The comparative advantages of the area should be turned into competitive ones always with respect to the environment, its customs and tradition. Sine qua non condition is the cooperation of all local, public and private tourism stakeholders. Specific promotional actions should be developed and implemented aiming at international emerging markets or markets of co-religious countries. This could be achieved by creating the correspondent advertising promo material. The creation of special packages for religious tourism trips could be one of them, resulting in the extension of the duration of stay "On the Paths of the pilgrimages of Evia". Key task should be the upgrade the quality of accommodation in order to improve the level of satisfaction of the tourists and in overall to enhance the competitiveness of the services provided. Tourism policy interventions should focus on a specialized marketing plan of the area, on a Market research and study recording demand and trends. The cooperation with specialized TOs should be strengthened. In particular, for the St. John of Russia area, the strategic approach should include activating the state mechanism to improve infrastructure for safer and faster access to the area, the creation of cultural centers, with concerted actions to attract Greek or foreign investors. Of course more investments should be made not only on infrastructure but on the education and skills of the human capital. Last but not least the connection with the Orthodox and Catholic Theological Schools and Institutes of the Greek Diaspora and the organization of theological seminars, conferences, festivals, religious and cultural events could be a contributive factor for this task.

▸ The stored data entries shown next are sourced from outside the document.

PR #1291, opened 2024-08-18
feat(builder): change behavior of create2 to fail on existing contract

dbeal-eth:
also do some refactoring wrt handling of `PackageReference` with `ChainDefinition`, which lead to a bit of a rabbit hole

fixes https://linear.app/usecannon/issue/CAN-136/change-behaviour-of-contract-cannon-build-with-create2-to-fail-on


packages/builder/src/steps/clone.ts
```diff
@@ -61,7 +61,7 @@ const cloneSpec = {
     }
 
     config.sourcePreset = template(config.sourcePreset)(ctx);
-    config.targetPreset = template(config.targetPreset)(ctx) || `with-${packageState.name}`;
+    config.targetPreset = template(config.targetPreset)(ctx);
```
mjlescano, line 64: Wouldn't this change make the subpackages be published as `main` by default?

mjlescano (approved):

packages/builder/src/steps/clone.ts
mjlescano: Here's the same change, but also changed on the `configInject()` fn, which on should go? https://github.com/usecannon/cannon/pull/1292/files#diff-950232bdec873b2ee3a9f82132b20b978b8ae9fcf3be3a475e613efee95046f6R64w

dbeal-eth: config inject is not supposed to materially alter the , only perform interpolation and type extraction and formatting of data as needed basically

setting `with-${pkgName}` there was kind of an edge case because it was formatting default data, but it gets in the way nad has wierd side effects in the . So i set it up this time to not set the default here and instead it gets set in the `exec` function

not sure what your second comment is trying to say.

dbeal-eth:
force merging for now because the e2e test failure is not reproducible on my machin ewhen running the same command with build and all

PR #1293, opened 2024-08-19
fix: Invalid import references

noisekit:
Because code of `cli` references sources of `builder` instead of referencing compiled dist files tsc includes whole cannon source when compiling downstream projects and fails to build.

## Before
image

## After
image


noahlitvin (approved):

mjlescano (approved):

mjlescano:
This is going to be added to `main` here: https://github.com/usecannon/cannon/pull/1293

Besides, the emotions, communication and social ties that the tourist can develop with the local community and the tourism enterprises are the ones that will differentiate the destination and will entangle the tourists with the region (Sigala & Christou, 2014; Dereoglou, 2020; Sklirou, 2020; Vagionis & Skoultsos, 2017; konsolas, 2020). The most important outcome of our research refers to the strengthening of the collaboration of all the major stakeholders of the area, since only through the procedure of consensus determinant steps and measures can be taken in order to measure up to the challenges of a constant tourism environment.
We wish to thank Ms. Eftychia Christina Aivaliotou, Alternate Director of Statistics Dept. Ministry of Tourism of Greece for her kind contribution.